The paper "On the Paradox of Learning to Reason from Data" investigates the challenges of training transformer-based neural models, such as BERT, to conduct logical reasoning. This is explored within a controlled problem space called SimpleLogic, which focuses on logical reasoning problems represented in natural language. The authors present an empirical contradiction: BERT achieves remarkable accuracy on in-distribution tests but struggles with generalization across different data distributions within the same domain. This paper provides critical insights into the underlying complexities of logical reasoning for neural models and highlights a fundamental distinction between learning statistical patterns and genuine reasoning.

Summary of Findings

A key observation made by the authors is that while BERT can achieve near-perfect accuracy within a specific training distribution, it fails to generalize beyond it. This failure is evident even when the reasoning task remains consistent across other data distributions. The paper constructs SimpleLogic, a domain of propositional logic that reduces linguistic variance, and employs BERT to determine if neural networks can learn reasoning capabilities from structured natural language descriptions.

Contributions

  1. Demonstration of BERT's Capacity:
    • The authors theoretically and practically confirm that BERT has sufficient capacity to model the correct reasoning function for SimpleLogic via explicit parameterization. This suggests that the architecture, in theory, should support logical reasoning if properly trained.
  2. Empirical Evaluation:
    • Training BERT on datasets generated via Rule-Priority (RP) and Label-Priority (LP) sampling methods showed that models achieve high accuracy in distribution but fail to generalize across distributions. This points towards overfitting to statistical features intrinsic to the training data rather than learning robust reasoning.
  3. Statistical Features and Their Impact on Generalization:
    • The paper identifies statistical features inherent to logical reasoning problems, such as the number of rules, and demonstrates how models might exploit these features to improve in-distribution performance but at the cost of generalization capacity.
    • Systematically removing these statistical features improved generalization, but the computational demands of jointly removing multiple statistical features are highlighted as infeasibly high.
  4. Parodox Explanation:
    • The paradox emerges from the conflict between BERT's successful in-distribution performance and its failure to generalize due to reliance on statistical features that do not align with logic-based reasoning functions.

Implications

This paper raises fundamental questions about the efficacy of current neural models in learning structured cognitive functions like logical reasoning. It suggests that successful generalization requires models to transcend pattern recognition based on statistical features and fully internalize logical reasoning paradigms. Achieving this might necessitate novel architectures or training paradigms beyond current transformer-based frameworks.

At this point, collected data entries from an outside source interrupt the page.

PR #37400, opened 2026-07-31
[zh-cn] update the translation of `@layer`

zyblui:
### Description

This PR updates the Simplified Chinese translation so it is in sync with upstream content.

### Motivation

The old translation marks `@layer` as a Experimental feature, which is outdated. It also lacks some detailed info.


yin1999 (approved):
Thank you @zyblui. Welcome to the community 🎉

PR #37508, opened 2026-08-03
fix: use a real minus sign in the BigInt operator example

munzzyy:
### Description

The arithmetic example on the `BigInt` page has U+2013 EN DASH where the subtraction operator belongs, and the comment under the negation line carries the same character in front of the result. It is the same two lines in `ko`, `pt-br`, `ru`, `zh-cn` and `zh-tw`. Both are a plain ASCII `-` now.

### Motivation

That block is there to be copied. With the en dash in it, pasting it into a console or a file fails to parse instead of printing the values the comments promise. `es` already has the ASCII minus, and the `fr` and `ja` pages have moved on to a different example, so I left those alone.

The last line of the block picked up a semicolon because Prettier can format the code once it parses. Without that reformat, `prettier -c` on the five files fails.

### Additional details

Before, against `origin/main`:

```console
$ git show origin/main:files/zh-cn/web/javascript/reference/global_objects/bigint/index.md | sed -n '52,74p' > /tmp/bigint.js
$ sed -n '13p' /tmp/bigint.js | hexdump -C
00000000  63 6f 6e 73 74 20 73 75  62 74 72 20 3d 20 6d 75  |const subtr = mu|
00000010  6c 74 69 20 e2 80 93 20  31 30 6e 3b 0a           |lti ... 10n;.|
0000001d
$ node --check /tmp/bigint.js 2>&1 | grep SyntaxError
SyntaxError: Invalid or unexpected token
```

The `e2 80 93` in the dump is the en dash.

After, with this branch checked out:

```console
$ { git show HEAD:files/zh-cn/web/javascript/reference/global_objects/bigint/index.md | sed -n '52,74p'; echo 'console.log(subtr, mod, bigN * -1n);'; } > /tmp/bigint-run.js
$ node /tmp/bigint-run.js
18014398509481972n 2n -18014398509481984n
```

Those three values match the three comments in the sample, and the other four locales print the same line. `markdownlint-cli2`, `prettier -c`, `autocorrect --lint` and `scripts/check-url-locale.js` are clean on the five changed files.

None that I could find.


yin1999 (approved):
LGTM for `l10n-zh`. Thank you @munzzyy

leon-win (approved):

leon-win:
Approved for `ru` also. Thank you @munzzyy !

yin1999 (commented):
Let's get it merged, changes for different locales look the same ;)

PR #38072, opened 2026-08-29
zh-cn: correct `tabindex` default value description

patienry:
### Description

Refer to https://html.spec.whatwg.org/multipage/interaction.html#the-tabindex-attribute:~:text=Return%200%20if%20this%20is%20an%20a%2C%20area%2C%20button%2C%20frame%2C%20iframe%2C%20input%2C%20object%2C%20select%2C%20textarea%2C%20or%20SVG%20a%20element%2C%20or%20MathML%20a%20element%2C%20or%20is%20a%20summary%20element%20that%20is%20a%20summary%20for%20its%20parent%20details%3B%20otherwise%20%E2%88%921.

The current description may lead readers to believe that the default `tabindex` value is `0` for all elements. In fact, only certain focusable elements have a default value of `0`.


yin1999 (approved):
这么修改是可以的，不过还是建议对全文进行更新（中文翻译有些过时了）。感谢 @patienry

PR #38234, opened 2026-09-04
fix(ru): replace unsupported `{{CSSSyntax}}` invocations

caugner:
### Description

Fix 36 pages in `ru` that call `{{CSSSyntax}}` on CSS pseudo-class, pseudo-element and keyword pages:

- Replace each invocation with the corresponding code block from the en-US page.

### Motivation

Ensure the syntax section renders, instead of failing with "CSS syntax not supported".

### Additional details

The `CSSSyntax` macro only has syntax data for properties, functions and at-rules. For the other page types, en-US spells the syntax out in a code block, which this copies over verbatim, leaving the translated prose around it untouched.


leon-win (approved):

leon-win:
Thank you @caugner !

PR #38237, opened 2026-09-04
fix(zh-tw): remove `{{deprecated_header}}` macro calls

caugner:
### Description

Remove all `{{deprecated_header}}` macro calls from zh-tw (22 files).

### Motivation

### Additional details

Audited every file against web-features and its en-US source page: 16 keep the banner, and 6 have no banner but either show no deprecation in en-US either or already carry the translated note. None loses its deprecation signal.

Escaped mentions (`\{{Deprecated_Header}}`) under `mdn/writing_guidelines/` stay; rewriting that prose belongs to a re-sync with en-US, which dropped the macro from those pages entirely. The two `page_types` templates drop it from their banner line so contributors no longer copy it.

Worth a look:

- `web/api/canvas_api/tutorial/drawing_text`: the call flagged the `mozDrawText()` and `mozMeasureText()` sections, both long gone from en-US.


yin1999 (approved):
👍

PR #38238, opened 2026-09-04
fix(ja): remove `{{deprecated_header}}` macro calls

caugner:
### Description

Remove all `{{deprecated_header}}` macro calls from ja (397 files).

### Motivation

### Additional details

Audited every file against web-features and its en-US source page: 353 keep the banner, 41 have no banner but either show no deprecation in en-US either (stale calls, for example the legacy `web/api/navigator/*` properties, and `web/api/screendetailed/top`, which en-US marks `status: experimental`) or already carry the translated note, and 3 would lose the signal, handled in #38245.

Escaped mentions (`\{{Deprecated_Header}}`) under `mdn/writing_guidelines/` stay; rewriting that prose belongs to a re-sync with en-US, which dropped the macro from those pages entirely. The 13 `page_structures/page_types/*` templates drop it from their banner line so contributors no longer copy it.

Worth a look:

- `web/api/css_object_model`: en-US marks the heading `{{deprecated_inline}}`; the list items already do.
- `web/svg/reference/element/radialgradient`: the call was inline in a definition list whose term already carries `{{deprecated_inline}}`.
- `web/api/idbtransaction` passed an obsolete `(13)` argument.

Followed by #38245, which adds the three missing notes.


caugner:
It looks like our Reviewdog workflow does not work well with stacked PRs.

mfuji09 (approved):
LGTM

PR #2314, opened 2023-04-12
Remove the use of shell for mkdir -p

mscherer:
See https://stackoverflow.com/questions/600268/mkdir-p-functionality-in-python

**Description**

This PR fixes a problem I bumped into while deploying (eg, the container do not work without /bin in PATH). I have a workaround for my setup, but it is better to fix the root cause.

**Notes for Reviewers**

**Signed commits**


augur/tasks/git/util/facade_worker/facade_worker/facade05repofetch.py
```diff
@@ -114,21 +115,7 @@ def git_repo_initialize(session, repo_git):
...
-        if return_code != 0:
-            print("COULD NOT CREATE REPO DIRECTORY")
-
-            update_repo_log(session, row.repo_id,'Failed (mkdir)')
-            session.update_status(f"Failed (mkdir {repo_path})")
-            session.log_activity('Error',f"Could not create repo directory: {repo_path}" )
-
-            raise Exception("Could not create git repo's prerequisite directories. "
-                " Do you have write access?")
+        pathlib.Path(repo_path).mkdir(parents=True, exist_ok=True)
```
IsaacMilarky, line 118: This is a good change however it should still catch any exceptions Path.mkdir raises and respond like how it did before when we didn't get a return code. It should update its internal logs when it is unable to create the directory.

IsaacMilarky: Just put the mkdir line in a try/except block and put the body of the if statement on line 123 in the exception handle. Otherwise looks good.

IsaacMilarky (changes requested):
Just missing some exception handling.

IsaacMilarky (approved):
Looks good to me now.

sgoggins (commented):
@IsaacMilarky / @ABrain7710 : Could you go ahead and review this?

ABrain7710 (approved):

PR #2317, opened 2023-04-14
Add pytest fixture that creates and takes down empty augur database

ABrain7710:
**Description**
- Add pytest fixture that creates a temporary augur database that looks just like a brand new augur database that was initialized with alembic. Then after the test runs the database gets torn down

**Signed commits**


sgoggins (approved):
Fantastic to have this done!

PR #2318, opened 2023-04-14
Fix seed data so repo path and repo name are correct

ABrain7710:
**Description**
- The repo path and repo name are not correct in the seed data. I figured out that it was because the regex in the 7th migration was not capturing the repo path and repo name correctly, so I changed it to use the standard function that gets the repo owner and repo name. Then I constructed the repo path with the repo owner

**Signed commits**


sgoggins (approved):
Thanks for fixing this!

PR #2333, opened 2023-04-20
Avoid import * from .init

mscherer:
'import *' shouldn't be used, as that may import
variable and modules that overrides existing symbol, and have side effect. It also make harder to refactor the code.

**Notes for Reviewers**

**Signed commits**

### DIFF
--- a/augur/api/view/utils.py
+++ b/augur/api/view/utils.py
@@ -1,16 +1,13 @@
 from pathlib import Path
 from concurrent.futures import ThreadPoolExecutor
 from flask import render_template, flash, url_for, Flask
-from .init import *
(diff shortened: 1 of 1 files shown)


Ulincsys:
This will cause an `ImportError`, because `logger` cannot be imported before it is created. It must be imported from `init` after `init_logging()` is called.

Ulincsys (changes requested):
It is fine to remove `import *`, but the logger must be initialized before it can be imported.

Ulincsys:
Closing as this has unresolved breaking changes. Please feel free to reopen if a resolution is reached.

PR #2339, opened 2023-04-20
fix constraint issues with secondary and facade collection hooks

IsaacMilarky:
**Description**
Fix constraints on the collection_status table to reflect edge cases of collection.

**Signed commits**

### DIFF
--- a/augur/application/db/models/augur_operations.py
+++ b/augur/application/db/models/augur_operations.py
@@ -997,44 +997,38 @@ class CollectionStatus(Base):
     __tablename__ = "collection_status"
     __table_args__ = (
         CheckConstraint(
-            "(core_data_last_collected IS NOT NULL AND core_status = 'Success') OR "
-            "(core_data_last_collected IS NULL AND core_status = 'Pending') OR "
-            "(core_status = 'Error') OR "
-            "(core_status = 'Collecting')",
+            "NOT (core_data_last_collected IS NULL AND core_status = 'Success') AND "
+            "NOT (core_data_last_collected IS NOT NULL AND core_status = 'Pending')",
             name='core_data_last_collected_check'
         ),
         CheckConstraint(
-            "(core_task_id IS NULL AND core_status IN ('Pending', 'Success', 'Error')) OR "
-            "(core_task_id IS NOT NULL AND core_status = 'Collecting')",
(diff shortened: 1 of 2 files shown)


sgoggins (dismissed):
LGTM. I think @ABrain7710 should also check it so he knows what's changed.

ABrain7710 (changes requested):
After thinking about the core and secondary dependency check. I think it should just test the negative case rather than specifying all the different positive cases. So I think it should just be `NOT(core_status = 'Pending' AND secondary_status='Collecting')`, so we ensure that the secondary status isn't collecting when the core status is pending. I think the rest of cases are valid

augur/application/db/models/augur_operations.py
```diff
@@ -997,44 +997,38 @@ class CollectionStatus(Base):
...
+            "NOT (facade_task_id IS NULL AND facade_status IN ('Pending', 'Success', 'Error', 'Failed Clone')) AND "
+            "NOT (facade_task_id IS NOT NULL AND facade_status IN ('Collecting','Initializing'))",
             name='facade_task_id_check'
         ),
         CheckConstraint(
-            "(core_status = 'Success') OR "
-            "(core_status IN ('Pending', 'Collecting', 'Error') AND secondary_status = 'Pending')",
+            "NOT (core_status IN ('Success','Collecting')) AND "
+            "NOT (core_status IN ('Pending', 'Collecting', 'Error') AND secondary_status = 'Pending')",
             name='core_secondary_dependency_check'
```
ABrain7710, line 1032: I'm getting really confused on this check. Wouldn't this be the one case we want to restrict?
`NOT(core_status = 'Pending' AND secondary_status='Collecting')`

ABrain7710:
@IsaacMilarky I think it would be good if we listed out all the cases we are wanting to avoid. Then write a boolean expression that matches each case. Then all we would have to do is wrap each case in NOT and place an OR in between each. I'm having a lot of trouble going through and wrapping my head around these conversions and I think there are some errors. So I think it would be best if we used this simple structure of 
Not(invalid case) OR NOT(invalid_case) OR NOT(invalid_case) within each check

ABrain7710 (approved):
LGTM

PR #2346, opened 2023-04-21
Make sure weight is updated after collection is completed for each collection hook 

### LINKED ISSUE #2342: Collection Weight doesn't penalize already collected repos until 1 day later
**Description:**
- The collection weight isn't penalizing repos that have already been collected until a day after there first collection (when the update collection weight task is run). This will mean that really small repos will be collected multiple times in the same day util eventually the update collection weight task is completed

**How to reproduce:**
1. Run augur with a small number of repos
2. Watch the core_weight and see that it doesn't increase after a repo has been collected

**Expected behavior:**
A repo's weight should be updated right after it is finished collecting

IsaacMilarky:
**Description**
Append Augur's collection hooks to update the weight after collection has finished. Core, facade, and secondary collection hooks now update the weight of the repo after they complete and populate the last_collected timestamp. 

This PR Fixes #2342

**Signed commits**

### DIFF
--- a/augur/tasks/start_tasks.py
+++ b/augur/tasks/start_tasks.py
@@ -311,6 +311,11 @@ def start_facade_collection(session,max_repo):
 
     facade_enabled_phases.append(facade_task_success_util_gen)
 
+    def facade_task_update_weight_util_gen(repo_git):
+        return git_update_commit_count_weight.si(repo_git)
+
+    facade_enabled_phases.append(facade_task_update_weight_util_gen)
+
     active_repo_count = len(session.query(CollectionStatus).filter(CollectionStatus.facade_status == CollectionState.COLLECTING.value).all())
 
     #cutoff_date = datetime.datetime.now() - datetime.timedelta(days=days)
--- a/augur/tasks/start_tasks.py
+++ b/augur/tasks/start_tasks.py
@@ -87,7 +87,7 @@ def primary_repo_collect_phase(repo_git):
 
     repo_task_group = group(
         repo_info_task,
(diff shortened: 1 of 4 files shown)


augur/tasks/start_tasks.py
```diff
@@ -87,7 +87,7 @@ def primary_repo_collect_phase(repo_git):
 
     repo_task_group = group(
         repo_info_task,
-        chain(primary_repo_jobs | core_task_update_weight_util.s(repo_git=repo_git),secondary_repo_jobs,process_contributors.si()),
+        chain(primary_repo_jobs | issue_pr_task_update_weight_util.s(repo_git=repo_git),secondary_repo_jobs,process_contributors.si()),
         #facade_phase(logger,repo_git),
```
ABrain7710, line 91: Wouldn't the core data last collected still be NULL when the `issue_pr_task_update_weight_util` runs, since core collection isn't done yet. I'm confused as to why updating the secondary and facade weights are done in similar ways, but core is completely different. Could we just do it the same way for core?

IsaacMilarky: It is done in the same way for core. That chord is to update the issue and pr raw count from the primary tasks. The method at the end of the hook then updates it following the collection without updating the issue and pr raw count.

IsaacMilarky: core_task_success_util updates the core weight and secondary weight in the same way as secondary_task_success_util. The call to issue_pr_task_update_weight_util is just to update the raw count

ABrain7710: Oh, I see now. That makes sense

ABrain7710 (approved):

PR #2351, opened 2023-04-24
Fix syntax errors in backend.py

ABrain7710:
**Description**
- The `facade_worker_process` variable was only defined if running collection, otherwise it resulted in this error
`UnboundLocalError: local variable 'facade_worker_process' referenced before assignment`.
- Also there was this typo `facade_worker_process,terminate()` which should be`facade_worker_process.terminate()`

**Signed commits**


sgoggins (approved):
LGTM

PR #2352, opened 2023-04-24
Add a delay of a day before collecting repositories again

### LINKED ISSUE #2349: Secondary tasks never run when repo count is small
**Description:**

Speculation on Future Directions

Addressing the challenges outlined in this paper could redirect the course of AI research in several ways:

  • New Training Techniques: Introducing training methods designed to minimize reliance on superficial statistical features, potentially involving adversarial or constraint-based learning.
  • Architectural Advances: Development of architectures that inherently prioritize logic-based processing over statistical correlation.
  • Better Datasets: Creation of datasets where statistical features are systematically controlled or eliminated to facilitate genuine reasoning learning.

In conclusion, the paper provides an profound exploration of the limits of current models like BERT when tasked with logical reasoning and highlights the critical gap between learning intricate reasoning and exploiting dataset-specific biases. This paper sets the stage for future research efforts aimed at overcoming these limitations to achieve more robust and logically sound AI systems.